# Cucumber Appetizer



## Constance (Aug 4, 2006)

Peel two medium cucumbers. Cut in half, scoop out center with spoon or melon baller. Salt Cavities. 

Stuffing Mix:
1 8 oz pkg cream cheese, softened
2 tbls fresh onion, finely minced
2 tbls green pepper, finely chopped
Worcestershire sauce to taste
paprika to taste

Mix all ingredients together, stuff cucmbers, wrap in foil, and put in refrigerator overnight.

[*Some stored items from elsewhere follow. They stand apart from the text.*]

PR #1260, opened 2019-09-30
Smarter use of eth_getLogs

### LINKED ISSUE #1130: Optimize historical event scanning

leoyvens:
Currently we merge all log filters for a subgraph in a single large filter. This is can be bad for two reasons:
- It returns false positives, which may be slowing down the calls.
- The filter can become too broad with many data sources, timing out on Alchemy or returning too many logs on Infura, requiring the range to be further split up.

This PR splits the `eth_getLogs` calls so that we don't request contract-event combinations we don't actually need, and even split it up a bit more than necessary for more parallel requests.

I tested with the NuoNetwork subgraph for speed and correctness, and we no longer get timeouts on it, probably because we're splitting up the call for the thousands of dynamic data sources per event, which splits it in five parallel requests. I Also tested wildcard event signatures still work.

The ERC20 subgraph didn't spend too much time getting logs, though I didn't wait for it to get very far and I'm not sure what the situation was before. At least on a cold DB the slowest thing was downloading receipts, as usual.

I expected we'll be tweaking this based on the behaviour of specific subgraphs on specific Ethereum node providers, but for now I'll consider that this fixes #1130.

### DIFF
--- a/graph/src/components/ethereum/adapter.rs
+++ b/graph/src/components/ethereum/adapter.rs
@@ -10,7 +10,7 @@ use web3::types::*;
 use super::types::*;
 use crate::prelude::*;
 
-pub type EventSig = H256;
+pub type EventSignature = H256;
 
 /// A collection of attributes that (kind of) uniquely identify an Ethereum blockchain.
 pub struct EthereumNetworkIdentifier {
@@ -89,14 +89,14 @@ impl From<Error> for EthereumAdapterError {
 #[derive(Copy, Clone, Debug, PartialEq, Eq, Ord, PartialOrd, Hash)]
 enum LogFilterNode {
     Contract(Address),
-    Event(EventSig),
+    Event(EventSignature),
 }
 
 /// Corresponds to an `eth_getLogs` call.
 #[derive(Clone)]
 pub struct EthGetLogsFilter {
     pub contracts: Vec<Address>,
-    pub event_sigs: Vec<EventSig>,
+    pub event_signatures: Vec<EventSignature>,
 }
 
 impl fmt::Display for EthGetLogsFilter {
@@ -104,15 +104,15 @@ impl fmt::Display for EthGetLogsFilter {
         if self.contracts.len() == 1 {
             write!(
                 f,
-                "contract {}, {} events",
+                "contract {:?}, {} events",
                 self.contracts[0],
-                self.event_sigs.len()
+                self.event_signatures.len()
             )
-        } else if self.event_sigs.len() == 1 {
+        } else if self.event_signatures.len() == 1 {
             write!(
                 f,
-                "event {}, {} contracts",
-                self.event_sigs[0],
+                "event {:?}, {} contracts",
+                self.event_signatures[0],
                 self.contracts.len()
             )
         } else {
@@ -129,7 +129,7 @@ pub struct EthereumLogFilter {
     contracts_and_events_graph: GraphMap<LogFilterNode, (), petgraph::Undirected>,
 
     // Event sigs with no associated address, matching on all addresses.
-    wildcard_events: HashSet<EventSig>,
+    wildcard_events: HashSet<EventSignature>,
 }
 
 impl EthereumLogFilter {
@@ -151,11 +151,11 @@ impl EthereumLogFilter {
                 // The `Log` matches the filter either if the filter contains
                 // a (contract address, event signature) pair that matches the
                 // `Log`, or if the filter contains wildcard event that matches.
+                let contract = LogFilterNode::Contract(log.address.clone());
+                let event = LogFilterNode::Event(*sig);
                 self.contracts_and_events_graph
                     .all_edges()
                     .any(|(s, t, ())| {
-                        let contract = LogFilterNode::Contract(log.address.clone());
-                        let event = LogFilterNode::Event(*sig);
                         (s == contract && t == event) || (t == contract && s == event)
                     })
                     || self.wildcard_events.contains(sig)
@@ -217,7 +217,7 @@ impl EthereumLogFilter {
         for wildcard_event in self.wildcard_events {
             filters.push(EthGetLogsFilter {
                 contracts: vec![],
-                event_sigs: vec![wildcard_event],
+                event_signatures: vec![wildcard_event],
             })
         }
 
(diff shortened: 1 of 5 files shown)


graph/src/components/ethereum/adapter.rs
```diff
@@ -84,9 +86,50 @@ impl From<Error> for EthereumAdapterError {
...
+    pub contracts: Vec<Address>,
+    pub event_sigs: Vec<EventSig>,
+}
+
+impl fmt::Display for EthGetLogsFilter {
+    fn fmt(&self, f: &mut fmt::Formatter) -> fmt::Result {
+        if self.contracts.len() == 1 {
+            write!(
+                f,
+                "contract {}, {} events",
```
Jannis: I noticed in the logs that the contract address is ellipsized in the middle (e.g. `contract 0x1bfd…59ba`). Could we make logs contain the complete address so it's easier to copy and paste it?

graph/src/components/ethereum/adapter.rs
```diff
@@ -84,9 +86,50 @@ impl From<Error> for EthereumAdapterError {
...
+                self.contracts[0],
+                self.event_sigs.len()
+            )
+        } else if self.event_sigs.len() == 1 {
+            write!(
+                f,
+                "event {}, {} contracts",
```
Jannis: Same goes with the event signature here, that's also shortened.

graph/src/components/ethereum/adapter.rs
```diff
@@ -1,15 +1,17 @@
...
 use std::collections::{HashMap, HashSet};
-use std::iter::FromIterator;
+use std::fmt;
 use tiny_keccak::keccak256;
 use web3::types::*;
 
 use super::types::*;
 use crate::prelude::*;
 
+pub type EventSig = H256;
```
Jannis: Any reason to shorten this name to `EventSig`? How about `EventSignature`? :wink:

graph/src/components/ethereum/adapter.rs
```diff
@@ -84,9 +86,50 @@ impl From<Error> for EthereumAdapterError {
...
+enum LogFilterNode {
+    Contract(Address),
+    Event(EventSig),
+}
+
+/// Corresponds to an `eth_getLogs` call.
+#[derive(Clone)]
+pub struct EthGetLogsFilter {
+    pub contracts: Vec<Address>,
+    pub event_sigs: Vec<EventSig>,
```
Jannis: Same here – I'd prefer `event_signatures`.

Jannis:
I was concerned the reduced parallel block ranges might make scanning logs slower for subgraphs with e.g. just one data source, so I benchmarked this PR with both Gravity (1 data source, 2 events) and Melon (9 data sources, 16 events if I've counted correctly). Here are the results:

## Gravity

Scanning past logs for Gravity against Alchemy, before and after:

**Before**

```
Oct 01 13:45:19.369 INFO Start subgraph, data_sources: 1, subgraph_id: Qmdp5oSxE28VNF17LsoojjdYKMMDKDvfLxQLzXacW3kCSC, component: SubgraphInstanceManager
Oct 01 13:48:00.589 DEBG Scanning blocks [6000001, 6010000], subgraph_id: Qmdp5oSxE28VNF17LsoojjdYKMMDKDvfLxQLzXacW3kCSC, component: SubgraphInstanceManager > BlockStream
```

Time: 02:41 mins

**After**

```
Oct 01 13:57:25.438 INFO Start subgraph, data_sources: 1, subgraph_id: Qmdp5oSxE28VNF17LsoojjdYKMMDKDvfLxQLzXacW3kCSC, component: SubgraphInstanceManager
Oct 01 14:00:32.118 DEBG Scanning blocks [6000001, 6010000], subgraph_id: Qmdp5oSxE28VNF17LsoojjdYKMMDKDvfLxQLzXacW3kCSC, component: SubgraphInstanceManager > BlockStream
```

Time: 02:53 mins

## Melon

Scanning past logs for Melon against Alchemy, before and after:

**Before**

```
Oct 01 14:23:01.647 INFO Start subgraph, data_sources: 9, subgraph_id: QmbfdXRXpeQL3vafKVLYDjev7avzDoUGp1BKQBfgJhpRo9, component: SubgraphInstanceManager
Oct 01 14:26:37.194 DEBG Scanning blocks [6000001, 6010000], subgraph_id: QmbfdXRXpeQL3vafKVLYDjev7avzDoUGp1BKQBfgJhpRo9, component: SubgraphInstanceManager > BlockStream
```

Time: 3:36 mins

**After**

```
Oct 01 14:09:53.718 INFO Start subgraph, data_sources: 9, subgraph_id: QmbfdXRXpeQL3vafKVLYDjev7avzDoUGp1BKQBfgJhpRo9, component: SubgraphInstanceManager
Oct 01 14:13:03.868 DEBG Scanning blocks [6000001, 6010000], subgraph_id: QmbfdXRXpeQL3vafKVLYDjev7avzDoUGp1BKQBfgJhpRo9, component: SubgraphInstanceManager > BlockStream
```

Time: 3:10 mins

## Conclusion

This is just a small sample, but it suggests the performance has degraded slightly for subgraphs with just one data source and few events and improved slightly for subgraphs with many data sources and events.

Overall the differences are small enough to not be a concern, especially since subgraphs with just one data source are rare and so we're likely going to see an improvement with most subgraphs.

graph/src/components/ethereum/adapter.rs
```diff
@@ -84,9 +86,50 @@ impl From<Error> for EthereumAdapterError {
...
+#[derive(Clone, Debug, Default)]
 pub struct EthereumLogFilter {
-    pub contract_address_and_event_sig_pairs: HashSet<(Option<Address>, H256)>,
+    /// Log filters can be represented as a bipartite graph between contracts and events. An edge
+    /// exists between a contract and an event if a data source for the contract has a trigger for
+    /// the event.
+    contracts_and_events_graph: GraphMap<LogFilterNode, (), petgraph::Undirected>,
+
+    // Event sigs with no associated address, matching on all addresses.
+    wildcard_events: HashSet<EventSig>,
```
Jannis: I wonder if these could be represented as another `LogFilterNode` variant to avoid the special casing. It might even make the filter splitting algorithm more efficient?

graph/src/components/ethereum/adapter.rs
```diff
@@ -103,64 +146,124 @@ impl EthereumLogFilter {
...
-                }),
+
+            Some(sig) => {
+                // The `Log` matches the filter either if the filter contains
+                // a (contract address, event signature) pair that matches the
+                // `Log`, or if the filter contains wildcard event that matches.
+                self.contracts_and_events_graph
+                    .all_edges()
+                    .any(|(s, t, ())| {
+                        let contract = LogFilterNode::Contract(log.address.clone());
```
Jannis: I'd create `contract` and `event` upfront to avoid creating it over and over again.

Jannis (changes requested):
Love it! I've got a few small comments but this is close to ready.

graph/src/components/ethereum/adapter.rs
leoyvens: Ah yhea that's annoying.

graph/src/components/ethereum/adapter.rs
leoyvens: I preferred to keep this separate because imo it makes the code more obvious and readable.

I considered putting it into the graph but we'd also need a special contract vertex representing all contracts. There might be an optimization there if a wildcard event also appears tied to a contract, but the ideal behaviour is unclear. Wildcards are a niche feature anyhow, people usually want to control what contract is emitting an event so that random contracts can't put data into their subgraph.

graph/src/components/ethereum/adapter.rs
leoyvens: Good catch.

leoyvens:
@Jannis Great that you did some benchmarking! It does seem like Melon might have benefited from the parallelization, I do not know about Gravity since nothing should have changed there.

graph/src/components/ethereum/adapter.rs
Jannis: That's true. It was just an idea.

Jannis (approved):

Slice and serve cold.


----------



## ChefJune (Aug 4, 2006)

that's so tasty!  We add chopped tiny pink Maine shrimp to that mixture...


----------



## Constance (Aug 4, 2006)

The shrimp sound like a good addition, June. I'll have to try that.


----------



## Gretchen (Aug 4, 2006)

Or capers and smoked salmon. Sprinkle with caviar.


----------



## bethzaring (Aug 4, 2006)

whoaaa.........i'm gonna try this with a fresh soft goat cheese loitering in my frig.  Looks good as is, but would there be any other suggestions for additives that  a country person may have on hand......like chopped bacon....or would minced garlic be too much??


----------



## karadekoolaid (Aug 4, 2006)

Constance said:
			
		

> Peel two medium cucumbers. Cut in half, scoop out center with spoon or melon baller. Salt Cavities.
> 
> Stuffing Mix:
> 1 8 oz pkg cream cheese, softened
> ...


 
Yes! That one is right up my street! 
Thank you!


----------



## Loprraine (Aug 4, 2006)

It's cuke time here!  Thanks!


----------



## Half Baked (Aug 4, 2006)

I'll give it a try with smoked salmon, too...it's about how I eat it anyway!


----------



## amber (Aug 4, 2006)

Thats sounds like a cool and refreshing appy!  Thanks, I love cuc's and cream cheese too.


----------



## kadesma (Aug 4, 2006)

_Just picked 3 cucumbers off my plant, can't wait to try your recipe. It looks so yummy. Thanks for sharing, Connie _

_kadesma_


----------



## licia (Aug 5, 2006)

That filling would be really good on a cucumber sandwich.


----------



## kimbaby (Aug 11, 2006)

i love this idea gotta try it out with shrimp too...


----------



## Constance (Aug 11, 2006)

I hope you all enjoy it! Wish I could get my husband to eat cucumbers, but no go. My son-in-law does though, and he's the one growing the cukes, so I think I'll whip some up for him and me.


----------